"those with nothing to hide...''
Ian G Batten
I.G.Batten at ftel.co.uk
Thu, 13 Mar 2003 15:21:42 +0000
On Thu, 13 Mar 2003, Watkin Simon wrote:
> If you were seeking to prove a sex-position crime then asking what
> sex-position someone used would be inviting them to self-incriminate
> themselves. You wouldn't want that and you would expect anyone to do
> that :o)
Their silence can be taken as an admission of guilt, can it not, under
recent legislation?

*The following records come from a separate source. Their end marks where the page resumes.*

PR #1370, opened 2019-07-18
division fix

XiaodongWuFetch:
allow array / scalar division; fix incorrect backprop; change tests correspondingly


libs/ml/include/ml/ops/divide.hpp
```diff
@@ -44,39 +45,81 @@ class Divide : public fetch::ml::Ops<T>
   virtual void Forward(VecTensorType const &inputs, ArrayType &output)
   {
     assert(inputs.size() == 2);
-    assert(inputs.at(0).get().shape() == inputs.at(1).get().shape());
     assert(inputs.at(0).get().shape() == output.shape());
 
-    fetch::math::Divide(inputs.at(0).get(), inputs.at(1).get(), output);
+    if ((inputs.at(0).get().shape() == inputs.at(1).get().shape()) ||
+        (inputs.at(1).get().size() > 1))
+    {  // array / array
```
baykaner, line 51: I think you actually only need to check that inputs.at(1).get().size() > 1
This forward Divide will just invoke Broadcast if it needs to and work just fine right?

libs/ml/include/ml/ops/divide.hpp
```diff
@@ -44,39 +45,81 @@ class Divide : public fetch::ml::Ops<T>
...
+      fetch::math::Divide(inputs.at(0).get(), inputs.at(1).get(), output);
+    }
+    else
+    {  // array / scalar
```
baykaner, line 55: as it stands if you call this Forward with two arrays with different shapes (both with sizes > 1) it will trigger this else statement, and will divide the input(0) by the first element of input(1). That's a silent error so it's pretty dangerous.
Changing the if condition to simply (inputs(1).size() > 1) should fix it though

libs/ml/include/ml/ops/divide.hpp
```diff
@@ -44,39 +45,81 @@ class Divide : public fetch::ml::Ops<T>
...
+   * f'(a)=(1/b)*err
+   * f'(b)=-(a/(b^2))*err
    */
   virtual std::vector<ArrayType> Backward(VecTensorType const &inputs,
                                           ArrayType const &    error_signal)
   {
     ArrayType return_signal_1(inputs.at(0).get().shape());
-    ArrayType return_signal_2(return_signal_1.shape());
+    ArrayType return_signal_2(inputs.at(1).get().shape());
+    return_signal_2.Fill(static_cast<DataType>(0));
```
baykaner: this is unnecessary - When you create a Tensor it should be filled with 0 by default

libs/ml/include/ml/ops/divide.hpp
```diff
@@ -44,39 +45,81 @@ class Divide : public fetch::ml::Ops<T>
...
+        *r_2_it += -((*err_it) * (*a_it)) / ((*b_it) * (*b_it));
 
+        ++a_it;
+        ++err_it;
+        ++r_1_it;
+      }
+    }
+    else
+    {  // array / array different shape
+      // TODO () This implementation only works in limited scenarios, as it does not resolve the
```
baykaner: please raise an issue that Divide backwards broadcast needs to be implemented. You can paste this code snippet there if you think it would be helpful, and you must delete it from the codebase here.

baykaner (changes requested):

baykaner (dismissed):

baykaner (approved):

PR #1372, opened 2019-07-18
Ml slices to views

baykaner:
extends work begun in #1366 
more view implementations/specialisations


libs/math/include/math/tensor.hpp
```diff
@@ -823,6 +843,13 @@ typename Tensor<T, C>::ViewType const Tensor<T, C>::View() const
   return TensorView<Type, ContainerType>(data_, height(), width);
 }
 
+/**
+ * returns a
```
evsmithx: Unfinished comment

evsmithx (dismissed):
Looks good, apart from one unfinished comment!

evsmithx (approved):
Looks good!

PR #1374, opened 2019-07-18
Added System module to vm_modules

evsmithx:
Added a System vm module to do command-line parsing. Also fixed a few bugs in the etch examples. The System module is largely copied from ./apps/etch/main.cpp because etch scripts should run in the same way in both.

The investigation alone would get into an enhanced
disclosure certificate, yes?
> Anyone read Chapter 4 and Annexes C-E of the Access paper yet?
Yes.
C4. 1. Probably.
2. My mother is well, and my apple-pie is baking nicely.
3. Correct.
4. `[I]ntrusion of privacy is undertaken only when necessary'. Was it
`necessary' to release the names of the Lawrence inquiry witnesses?

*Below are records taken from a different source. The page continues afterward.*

PR #1375, opened 2019-07-18
Bugfix/fixedpoint overflow errors

markos:
Fix overflow checks
Also, removed Multiply and Divide methods and cleaned up some of the operators.

### DIFF
--- a/libs/vectorise/include/vectorise/fixed_point/fixed_point.hpp
+++ b/libs/vectorise/include/vectorise/fixed_point/fixed_point.hpp
@@ -27,8 +27,8 @@
 #include <cstdint>
 #include <functional>
 #include <iomanip>
-#include <iostream>
 #include <limits>
+#include <ostream>
 
 namespace fetch {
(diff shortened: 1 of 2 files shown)


libs/vectorise/include/vectorise/fixed_point/fixed_point.hpp
```diff
@@ -27,8 +27,8 @@
 #include <cstdint>
 #include <functional>
 #include <iomanip>
+#include <iostream>
```
wkaluza: I think we only need `<ostream>` here

wkaluza (changes requested):
Looks good, just a minor niggle.

libs/vectorise/include/vectorise/fixed_point/fixed_point.hpp
markos: resolved.

wkaluza (approved):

I suppose it must have been, as otherwise the government wouldn't
have done it. `Unjustified privacy violation...represent[s] a
crime'. Well, the release of the Lawrence witnesses' names _must_
have been `necessary', as no one was charged in the aftermath. Or
am I missing something?
5. `We value our privacy'. Yes, government values its privacy and that
of those in power. It's the rest of us that don't get those rights,
and therefore the phrase `We value your privacy' is notably absent.

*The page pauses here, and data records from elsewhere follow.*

PR #1098, opened 2024-04-27
Fix typos

subnetdev0:
In the README.md of ibc/blob/main/spec/app/ics-100-atomic-swap/README.md, 'constructs' misspelt as 'contructs', 'Packet' misspelt as 'Paket'.


crodriguezvega (approved):
Great, thanks, @subnetdev0!

PR #1104, opened 2024-05-14
upgrade checkout action to version using node20

cario-dev:
Node16 is deprecated and Actions using it will stop working 3rd of June
https://github.blog/changelog/2024-03-07-github-actions-all-actions-will-run-on-node20-instead-of-node16-by-default/


crodriguezvega (approved):
Thank you for the PR!

PR #1114, opened 2024-06-13
ICS04: fix a code comment in chanUpgradeTry in UPGRADES.md

siburu:
I may misunderstand something about crossing hello, but isn't this code comment wrong somehow?

### DIFF
--- a/spec/core/ics-004-channel-and-packet-semantics/UPGRADES.md
+++ b/spec/core/ics-004-channel-and-packet-semantics/UPGRADES.md
@@ -571,16 +571,16 @@ function chanUpgradeTry(
   }
 
   // NON CROSSING HELLO CASE:
-  // if the counterparty sequence is less than the current sequence,
+  // if the counterparty sequence is less than or equal to the current sequence,
   // then either the counterparty chain is out-of-sync or the message
   // is out-of-sync and we write an error receipt with our sequence
   // so that the counterparty can abort their attempt and resync with our sequence.
   // When the next upgrade attempt is initiated, both sides will move to a fresh
   // never-before-seen sequence number
   // CROSSING HELLO CASE:
-  // if the counterparty sequence is less than or equal to the current sequence,
+  // if the counterparty sequence is less than the current sequence,
   // then either the counterparty chain is out-of-sync or the message
-  // is out-of-sync and we write an error receipt with our sequence
+  // is out-of-sync and we write an error receipt with our sequence minus one
   // so that the counterparty can update their sequence as well.
   // This will cause the outdated counterparty to upgrade the sequence
   // and abort their out-of-sync upgrade without aborting our own since


spec/core/ics-004-channel-and-packet-semantics/UPGRADES.md
```diff
@@ -571,16 +571,16 @@ function chanUpgradeTry(
   }
 
   // NON CROSSING HELLO CASE:
-  // if the counterparty sequence is less than the current sequence,
```
crodriguezvega, line 574: I think this was correct because in the non-crossing hello case the `counterpartyUpgradeSequence` should be `==` to `expectedUpgradeSequence` (which is `channel.UpgradeSequence + 1` on line 570).

spec/core/ics-004-channel-and-packet-semantics/UPGRADES.md
```diff
@@ -571,16 +571,16 @@ function chanUpgradeTry(
...
+  // if the counterparty sequence is less than or equal to the current sequence,
   // then either the counterparty chain is out-of-sync or the message
   // is out-of-sync and we write an error receipt with our sequence
   // so that the counterparty can abort their attempt and resync with our sequence.
   // When the next upgrade attempt is initiated, both sides will move to a fresh
   // never-before-seen sequence number
   // CROSSING HELLO CASE:
-  // if the counterparty sequence is less than or equal to the current sequence,
+  // if the counterparty sequence is less than the current sequence,
```
crodriguezvega, line 581: I think this change is correct because `counterpartyUpgradeSequence` should be `==` to `expectedUpgradeSequence` in the crossing hello scenario.

crodriguezvega (commented):
Thanks, @siburu. I believe the comment for the non-crossing hello scenario was already correct, so should not be changed...

spec/core/ics-004-channel-and-packet-semantics/UPGRADES.md
siburu: @crodriguezvega Thank you for reviewing this!

> in the non-crossing hello case the counterpartyUpgradeSequence should be == to expectedUpgradeSequence (which is channel.UpgradeSequence + 1 on line 570)

Yes, but doesn't `the current sequence` mean not `expectedUpgradeSequence` but `channel.UpgradeSequence`?

If so, I think that:
`counterpartyUpgradeSequence < expectedUpgradeSequence`
<=> `the counterparty sequence is less than (the current sequence + 1)`
<=> `the counterparty sequence is less than or equal to the current sequence`

crodriguezvega: Sorry for taking so long to come back to this... Yes, I think you're right! Thank you for explaining and correcting me. 🙏

crodriguezvega (approved):
Thank you for catching these mistakes, @siburu!

sangier (approved):
Thank you @siburu for catching this! LGTM!

PR #1123, opened 2024-07-05
ICS20-multiple-versions-folder-structure

sangier:
Change the folder structure to maintain multiple ics20 spec version in separated folders.


sangier:
Git history not preserved in v1/README.md

Issue #1121, opened 2024-07-01
ICS003: Remove client and consensus state validation during the connection handshake


colin-axner:
# Summary

Remove the client and consensus state validation which occurs during the connection handshake. 

## Problem

During the connection handshake, IBC was designed to ensure the correctness of a connection/channel handshake such that when a channel is opened, we know that sending a packet can only be received and processed between two chains which are only connected to each other. 

While on paper, this design approach makes a lot of sense, the abstraction of this logic has lead to difficulties on the implementation front.

Light clients represent other chains. A chain will have many light clients, one for each chain it would like to connect to. This abstraction is intuitive. A chain is only responsible for making sure its light clients are properly setup and functioning. 

The connection handshake went a step further by ensuring not just that a chain's own light client is properly setup, but that the chain it wishes to connect to, has a correctly setup light client for itself. It does this by validating the client state and consensus state. The important information for a tendermint client, being the chain id and validator set hash. 

Note that since we are not proving execution, we are not protecting against a malicious chain. We are only checking correctness of the relayers. 

A few problems have arisen over time with regards to this construction:
* not all chains have consensus state information available https://github.com/cosmos/ibc/pull/839
* not all implementations of a light client share the same client/consensus state structures https://github.com/cosmos/ibc-go/issues/5315
* because client and consensus state keys are proved, additional storage was added to improve iteration https://github.com/cosmos/ibc-go/pull/125, consensus state queries are still inefficient https://github.com/cosmos/ibc-go/issues/1399
* because client and consensus state paths are proved, changing the stored value is very difficult (cannot break client/consensus state structures)
* in ibc-go, historical information is required to be set to lookup past consensus states (leads to additional store writes for infrequent access, also most recently blocked feature req https://github.com/cosmos/cosmos-sdk/issues/20733)

## Proposal

Social consensus is already required to avoid accessing a malicious chain. A user must select a channel which it believes to be correctly setup. Thus, we are not adding much defense with client and consensus state proofs. We should take advantage of the social consensus approach and remove the client and consensus state proof verification in the connection handshake. 

**Pros:**
* reduction in complexity (2 less proofs)
* client and consensus state representation is decoupled from core ibc proofs (allows for breaking changes)
* additional reverse iterator keys in 07-tendermint can be added
* client and consensus state keys can be updated to be iterator efficient
* allows for multiple implementations of a single client with different underlying client state/consensus state structures to be natively supported
* aligns with ibc lite, less work to implement a layer of ibc 

[...]

PR #1128, opened 2024-07-24
ICS-3: Removal of Client Validation from Connection Handshake

AdityaSripal:
Closes: #1121


sangier (approved):
Really great and clear written and visual explanation, thanks @AdityaSripal !!

spec/core/ics-003-connection-semantics/client-validation-removal.md
```diff
@@ -0,0 +1,29 @@
...
+
+Without this check, it is possible in very unlucky circumstances to have two chains that are validly connected to each other and also have misconfigured third-party chains that believe they are connected to a chain that is not connected back to them. For an example of this situation, see the attached [diagram](./client-validation-removal.png). In this case, the validly connected chains will have communication between them that follows IBC's correctness and integrity properties. However, the chains that are misconfigured may misinterpret messages send to other chains as messages intended for them. In this case, the only connection ends that are affected are the misconfigured connection ends that do not correlate to a valid connection end on the intended counterparty. In order for this situation to arise, there would need to not only be relayer error, but also a coincidence in identifiers and handshake message timing. Thus, this is an unlikely situation to arise in practice and the only effect is invalid message processing on misconfigured connections and channel ends.
```
colin-axner, line 13:
```suggestion
Without this check, it is possible in very unlucky circumstances to have two chains that are validly connected to each other and also have misconfigured third-party chains that believe they are connected to a chain that is not connected back to them. For an example of this situation, see the attached [diagram](./client-validation-removal.png). In this case, the validly connected chains will have communication between them that follows IBC's correctness and integrity properties. However, the chains that are misconfigured may misinterpret messages sent to other chains as messages intended for them. In this case, the only connection ends that are affected are the misconfigured connection ends that do not correlate to a valid connection end on the intended counterparty. In order for this situation to arise, there would need to not only be relayer error, but also a coincidence in identifiers and handshake message timing. Thus, this is an unlikely situation to arise in practice and the only effect is invalid message processing on misconfigured connections and channel ends.
```

"messages send" -> "messages sent"

colin-axner (approved):
Thank you!! Beautiful write up :heart_eyes:

crodriguezvega (approved):

PR #1132, opened 2024-08-15
ICS03: delete upgradability protocol

crodriguezvega:
It's out of date and probably incorrect (since it hasn't been updated with the knowledge we've got from channel upgradability) and in a post eureka world, it's unlikely we will ever implement it. Therefore, I think it's better if we just remove it.


AdityaSripal (approved):
Thanks @crodriguezvega !

PR #1142, opened 2024-08-19
Create v2 folder with placeholder document

AdityaSripal:


sangier:
@AdityaSripal please checkout the comments [here](https://github.com/cosmos/ibc/pull/1137). 

For me it's ok even the approach proposed in this PR, however we would need to copy back even the unchanged specs.

AdityaSripal:
Superceded by #1143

9. `Knowledge of processes'. Why not have the agencies ISO9000
accredited and show us their quality systems?
10. See the Lawrence inquiry.
11. I'm sure people who work closer to the NHS than I do will be
laughing uproariously at this point. Tony wants to keep his child's
vaccination status private, but anyone and his dog in the NHS can
find out my children's.
12. `[S]crutiny' and `sanctions' are the key words here.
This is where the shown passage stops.